Basic data analysis and visualization using pandas.
For this project, I used a dataset from Kaggle entitled "Uber Data Analysis🚗 🚕" (link: https://www.kaggle.com/datasets/bhanupratapbiswas/uber-data-analysis). The dataset contains information related to specific Uber rides, including their start and end timestamps, starting and ending locations, ride category and purpose, etc.
Upon a brief overview of the data, I formulated the following Uber stakeholder questions to analyze:
- What are the top 20 most popular starting cities?
- Which five starting cities have the highest average ride length?
- What is the average speed of each ride in miles per hour?
- How does the average miles per hour compare among ride purposes?
- What percentage of business rides start and stop in the same city?
I answered these questions using the Python pandas package. I used a Jupyter notebook as the coding environment. The general workflow is as follows:
- Download the Kaggle Zip file for the dataset. NOTE: In future projects, I will demonstrate how to interact with the Kaggle API to download datasets directly from Kaggle to the Jupyter notebook.
- Unzip the Zip file to gain access to the .csv that contains our dataset.
- Read the .csv into a pandas DataFrame.
- Perform some basic data cleansing and transformation, including dropping unneccesary rows, editing column names, changing data types, and identifying columns with missing values.
- Answer our five questions using analytical methods within Python. Some techniques I used include slicing, DataFrame operations, filtering, grouping, sorting, and datetime operations.
- Create a basic visualization to showcase our answer to Question 4.

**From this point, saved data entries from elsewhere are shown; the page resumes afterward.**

PR #734, opened 2017-05-03
Fix some frequent travis test failures

davidxia:
Travis builds often fail because the docker daemon
isn't running after we restart it. Sleep to give it some
time to restart.

### DIFF
--- a/.travis.sh
+++ b/.travis.sh
@@ -43,6 +43,7 @@ case "$1" in
     # restart the service for the /etc/default/docker change we made after
     # installing the package
     sudo restart docker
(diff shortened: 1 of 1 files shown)


.travis.sh
```diff
@@ -43,6 +43,7 @@ case "$1" in
     # restart the service for the /etc/default/docker change we made after
     # installing the package
     sudo restart docker
+    sleep 5
```
davidxia: I should actually do `docker ps` in a loop up to some time out to actually ensure docker is ready.

PR #736, opened 2017-05-03
[travis] Fix a frequent test failure

davidxia:
caused by docker not being ready yet.

Travis builds often fail because the docker daemon
isn't running after we restart it. Sleep to give it some
time to restart.


davidxia:
hmm yea you're right. I'll just `sleep 10` then.

mattnworb:
I mean, both are fine 😄

Issue #717, opened 2017-04-11
No changelog?


ketan:
I don't see the changelog file being maintained which makes it really difficult to when upgrading the library to see what has changed between versions.

Could I ask the maintainers to keep the CHANGELOG up-to-date, preferably when merging PR, if it makes it easy to maintain the file better?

After cleaning and analyzing the data, here are the main takeaways and insights gained:
- The dataset is highly focused on the city of Cary, though a wide variety of cities are represented. In this particular dataset, Cary appears to be an extremely popular Uber market.
- The average MPH of an Uber ride depends heavily on the purpose of the rides. Commute rides have the highest average miles per hour, while airport/travel rides are typically the slowest.